De klacht
Klagers bezwaar luidt dat in zijn brievenbus ongeadresseerd reclamedrukwerk van afzender is gedeponeerd, hoewel zijn brievenbus voorzien is van een NEE/NEE sticker als bedoeld in de Code Verspreiding Ongeadresseerd Reclamedrukwerk (Code VOR).
Klager heeft hiertegen bij afzender geprotesteerd bij brief van 8 april 2015, doch daarop geen reactie ontvangen.
Het verweer
Afzender laat de folder verspreiden door PostNL en is ervan uitgegaan dat PostNL de Code VOR zou respecteren. Afzender heeft naar aanleiding van de klacht contact opgenomen met PostNL, die de desbetreffende postbode nadrukkelijk heeft geïnstrueerd om geen ongeadresseerd reclamedrukwerk te verspreiden in brievenbussen met een NEE/NEE sticker en daarmee heeft afzender gedaan wat in redelijkheid van hem verwacht mag worden te doen, om aan het probleem een eind te maken.
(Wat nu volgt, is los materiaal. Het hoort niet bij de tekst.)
PR #2914, opened 2019-06-12
move blocktime onto consensus and plumb

frrist:
- This commit moves the blocktime default to the consensus package and
adds plumbing and porcelain cals to access it.

### DIFF
--- a/consensus/expected.go
+++ b/consensus/expected.go
@@ -10,6 +10,7 @@ import (
 	"fmt"
 	"math/big"
 	"strings"
+	"time"
 
 	"github.com/ipfs/go-cid"
 	"github.com/ipfs/go-hamt-ipld"
@@ -56,6 +57,11 @@ type TicketSigner interface {
 	GetAddressForPubKey(pk []byte) (address.Address, error)
 	SignBytes(data []byte, signerAddr address.Address) (types.Signature, error)
 }
+
+// DefaultBlockTime is the estimated proving period time.
+// We define this so that we can fake mining in the current incomplete system.
+// We also use this to enforce a soft block validation.
+const DefaultBlockTime = 30 * time.Second
 
 // TODO none of these parameters are chosen correctly
 // with respect to analysis under a security model:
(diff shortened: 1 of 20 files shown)


consensus/expected.go
```diff
@@ -57,6 +58,10 @@ type TicketSigner interface {
 	SignBytes(data []byte, signerAddr address.Address) (types.Signature, error)
 }
 
+// DefaultBlockTime is the estimated proving period time.
+// We define this so that we can fake mining in the current incomplete system.
```
ingar: This comment is a little confusing to me.  `DefaultBlockTime` is defined for more than just faking the VDF, right?  Also, is the terminology "proving period" correct?  I always associate that with a storage miner.

porcelain/protocol.go
```diff
@@ -10,16 +11,18 @@ import (
 	"github.com/filecoin-project/go-filecoin/types"
 )
 
-// ProtocolParams TODO(rosa)
+// ProtocolParams contains paramethers that modify the filecoin nodes protocol
```
ingar: spelling of `paramethers`

consensus/protocol.go
```diff
@@ -38,4 +39,7 @@ type Protocol interface {
 
 	// ValidateSemantic validates a block is correctly derived from its parent.
 	ValidateSemantic(ctx context.Context, child *types.Block, parents *types.TipSet) error
+
+	// BlockTime returns the block time used by the consensus protocol.
+	BlockTime(ctx context.Context) time.Duration
```
ingar: I am unclear on where we draw the line on what methods require a `Context` and which don't, seems like all of them?

frrist: Good point, the method returns a constant, I should not have added context as a parameter here, will remove.

consensus/expected.go
frrist: I think when the comment was written we assumed that this constant would go away, since then the spec has change s.t. we need it. Will update.

consensus/protocol.go
acruikshank: There is a case to be made that all interface methods that retrieve state should take a context. The context is primarily used to cleanly cancel IO calls and other code that's not entirely synchronous. So a method failing to take a context leaks implementation details. The same logic would require all methods to return an error. The general pattern on this project is thread through contexts when needed and leave them when the need goes away. So this context is ok but not strictly necessary.

consensus/expected.go
anorth: I'm pretty sure it's nothing to do with PoSt proving period.

PR #2915, opened 2019-06-12
update repo directory to latest path

ognots:
the devnets have changed repo directory structure. currently if the node gets restarted, the restart check will never evaluate to true


ognots:
see https://github.com/filecoin-project/go-filecoin-infra/issues/254

PR #2917, opened 2019-06-12
Refactor/remove unnecessary syncer interface 2916

### LINKED ISSUE #2916: Remove Java-style Syncer interface
### Description

Just like we removed the Store interface in #2800, we should remove `chain/syncer.go` as it disagrees with our current style regarding defining interfaces.

rosalinekarr:
# Problem

The `chain/syncer.go` file disagrees with our current style regarding defining interfaces.

# Solution

Kill it.

Resolves #2916


rosalinekarr:
This is just a quick refactor that I've been meaning to knock out. Not a high priority or anything.

PR #2919, opened 2019-06-12
create fast environment package

frrist:
### Wat
This PR repackages the way FAST is laid out to make it more friendly to work with deps
This PR adds `GetFunds` to the environment interface and modifies DevNet and MemoryGenesis to impl it.

### DIFF
--- a/tools/fast/environment/environment.go
+++ b/tools/fast/environment/environment.go
@@ -1,4 +1,4 @@
-package fast
+package environment
 
 import (
 	"context"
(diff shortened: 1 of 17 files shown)


tools/fast/environment/environment.go
```diff
@@ -53,17 +48,20 @@ type Environment interface {
...
 	// Teardown runs anything that the environment may need to do to
 	// be nice to the the execution area of this code.
 	Teardown(context.Context) error
 
 	// TeardownProcess runs anything that the environment may need to do
 	// to remove a process from the environment in a clean way.
-	TeardownProcess(context.Context, *Filecoin) error
+	TeardownProcess(context.Context, *fast.Filecoin) error
+
+	// GetFunds retrieves a fixed amount of tokens from the environment.
```
anorth: This needs more explanation. The method only returns an error, so what does "get" mean? From where are they got? Where is the fixed amount specified? Are they guaranteed to have landed when this method returns?

Edit: having now read implementation, it would probably be better to be more explicit and call this `RequestFaucetFunds` or similar. The questions above still stand.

Afzender biedt tot slot zijn excuses aan voor het voorgevallene. Zij heeft PostNL van de herhaalde overtreding in kennis gesteld.
Informatie van de verspreider
PostNL heeft bij brief van 16 juli 2015 laten weten verantwoordelijk te zijn voor de verspreiding en deelt mee dat de herhaalde overtreding begaan is door een vakantiekracht. Ook deze is inmiddels geïnformeerd over de Code VOR. PostNL betreurt dat deze Code wederom is overtreden en zegt er alles aan te doen om correctie verspreiding te bewerkstelligen.
Het oordeel van de voorzitter
1) Afzender heeft niet weersproken dat, ondanks het feit dat hij de verspreider heeft laten weten dat deze er zorg voor moet dragen dat bij de verspreiding de Code VOR dient te worden gerespecteerd, een van hem afkomstige reclame-uiting is gedeponeerd in klagers brievenbus, die voorzien is van een NEE/NEE sticker. Gelet op het vorenstaande is reclame gemaakt in strijd met artikel 3.1 van de Code VOR. Ingevolge deze bepaling dienen afzenders en verspreiders ieder voor zich en in gezamenlijk overleg alle maatregelen en voorzieningen te treffen die noodzakelijk zijn teneinde de respectering van de op bijlage 1 bij de Code VOR vermelde stickers te bereiken en voor de verdere uitvoering en naleving van deze Code.
2) De voorzitter is van oordeel dat afzender voldoende aannemelijk heeft gemaakt dat zij en de verspreider inmiddels passende maatregelen hebben genomen om herhaling te voorkomen, zodat ervan kan worden uitgegaan dat voortaan geen reclamedrukwerk meer zal worden bezorgd in de brievenbus van klager. Om die reden zal de voorzitter gebruik maken van zijn bevoegdheid als bedoeld in artikel 12 lid 5 van het Reglement van de Reclame Code Commissie en het College van Beroep en een aanbeveling achterwege laten.
De beslissing
Op grond van het hierboven overwogene is de voorzitter van oordeel dat afzender het bepaalde in artikel 3.1 Code VOR heeft overtreden.